The Teamsters announced that “local unions representing UPS Teamsters will begin conducting in-person voting this week for strike authorization.

Voting YES will enable the Teamsters National Negotiating Committee to call a nationwide strike at UPS should the company fail to reach agreement on a strong new contract for more than 340,000 UPS Teamsters.

Strike authorization votes will be recorded in-person at local union halls and at the gates of UPS facilities. Results will be announced Friday, June 16.

‘The time has come to use our strongest leverage and officially remind UPS that hundreds of thousands of Teamsters are ready to withhold our labor to ensure UPS acts accordingly,’ said Teamsters General President Sean M. O’Brien. ‘The National Committee strongly urges all UPS Teamsters to vote YES to authorize a strike. This is how we win.’

‘All Teamsters at UPS must be ready to show these corporate executives how serious we are about our new contract. We’ve been organizing, training, and rallying in the lots. Now it’s time to vote,’ said Teamsters General Secretary-Treasurer Fred Zuckerman. ‘UPS is going to give us what we’ve earned. But we have to fight like hell for it.

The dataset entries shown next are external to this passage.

PR #1049, opened 2022-09-12
ID locked item QoL

PhantomEpicness:
## About The Pull Request
ID locked items now unlock when swiped with their owner's ID card after a confirmation prompt.

## Why It's Good For The Game

Removes stupid situations where a spec doesnt want an item, but takes it out of the box, leading to the item being useless. This has notably screwed over many Sniper Spec spotters as their entire kit is useless because the spec touched it.

Yes I know command IDs override, but CO/XO have better things to do than to go all the way down to alpha prep to unlock a VP78 for a PFC.

 Yes I know people usually throw the box, but sometimes that doesn't happen, either by accident or indecision. Currently, it is unintuitive and dumb to be unable to do anything at all, even as the owner, to locked gear.

Now the owner (whoever it is locked to) can swipe their ID to remove the ID locking altogether. 

Edit: A concern was raised that someone could steal someone else's ID and steal their shit

Stealing IDs is already against the rules so this is a non-issue. Added a log_admin just in-case

## Changelog

:cl: TotalEpicness5
balance: ID locked items (ex: items in spec box) can now be unlocked by their owner swiping their ID on it.
/:cl:


DylonBR:
certified balance label moment

code/game/objects/items.dm
```diff
@@ -245,6 +245,14 @@ cases. Override_icon_state should be a list.*/
 // Due to storage type consolidation this should get used more now.
 // I have cleaned it up a little, but it could probably use more.  -Sayu
 /obj/item/attackby(obj/item/W, mob/user)
+	if(istype(W,/obj/item/card/id))
+		if(((flags_item & MOB_LOCK_ON_EQUIP)) && (user == locked_to_mob))
```
stanalbatross, line 249: flag check before istype please

code/game/objects/items.dm
```diff
@@ -245,6 +245,14 @@ cases. Override_icon_state should be a list.*/
...
+			if (alert(user, "Would you like to disable the ID lock for \the [src]. This cannot be undone!", "Confirm", "Yes", "No") == "Yes")
+				to_chat(user, SPAN_WARNING("You unlock \the [src]."))
+				src.flags_item &= ~MOB_LOCK_ON_EQUIP
+				locked_to_mob = null
+				log_admin("[user] has removed the ID lock on \the [src]. Owner of the item was [locked_to_mob] (CKEY: ([user.ckey]))")
```
stanalbatross, line 254: needs improving, this makes it look like the owner's ckey is the user's. Also include JMP link.

stanalbatross (changes requested):

code/game/objects/items.dm
```diff
@@ -245,6 +245,17 @@ cases. Override_icon_state should be a list.*/
 // Due to storage type consolidation this should get used more now.
 // I have cleaned it up a little, but it could probably use more.  -Sayu
 /obj/item/attackby(obj/item/W, mob/user)
+	if(((flags_item & MOB_LOCK_ON_EQUIP)))
+		to_chat_spaced(world,"B")
+		if(user == locked_to_mob && istype(W,/obj/item/card/id))
+			to_chat_spaced(world,"A")
```
stanalbatross, line 251: 💢

code/game/objects/items.dm
```diff
@@ -245,6 +245,17 @@ cases. Override_icon_state should be a list.*/
...
+			if (alert(user, "Would you like to disable the ID lock for \the [src]. This cannot be undone!", "Confirm", "Yes", "No") == "Yes")
```
stanalbatross, line 252:
```suggestion
			if (alert(user, "Would you like to disable the ID lock for \the [src]? This cannot be undone!", "Confirm", "Yes", "No") == "Yes")
```

stanalbatross (changes requested):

We must be prepared to hit the streets August 1 if UPS screws this up.'”

A strike at UPS, especially as the price of oil rises, could be a terrible one-two punch against an economy that is teetering on recession after battling Biden’s inflation for two years. 

The AP writes, “UPS delivers millions more packages every day than it did just five years ago and its 350,000 unionized workers, represented by the Teamsters, still seethe about a contract they feel was forced on them in 2018.

In an environment of energized labor movements and lingering resentment among UPS workers, the Teamsters are expected to dig in, with the potential to cow a major logistical force in the U.S.

The 24 million packages UPS ships on an average day amounts to about a quarter of all U.S. parcel volume, according to the global shipping and logistics firm Pitney Bowes, or as UPS puts it, the equivalent of about 6% of nation’s gross domestic product.

Higher prices and long wait times are all but certain if there is an impasse.

‘Something’s got to give,” said Thomas Goldsby, logistics chairman in the Supply Chain Management Department at the University of Tennessee. “The python can’t swallow the alligator, and that’s going to be felt by all of us.’

The last time unions threatened American supply chains due to a strike by rail workers, President Joe Biden forced a deal through Congress. Some have argued that the Biden deal led to the rail disaster in East Palestine, Ohio.

Will the White House act against the Teamsters? The UPS contract with the Teamsters expires on July 31.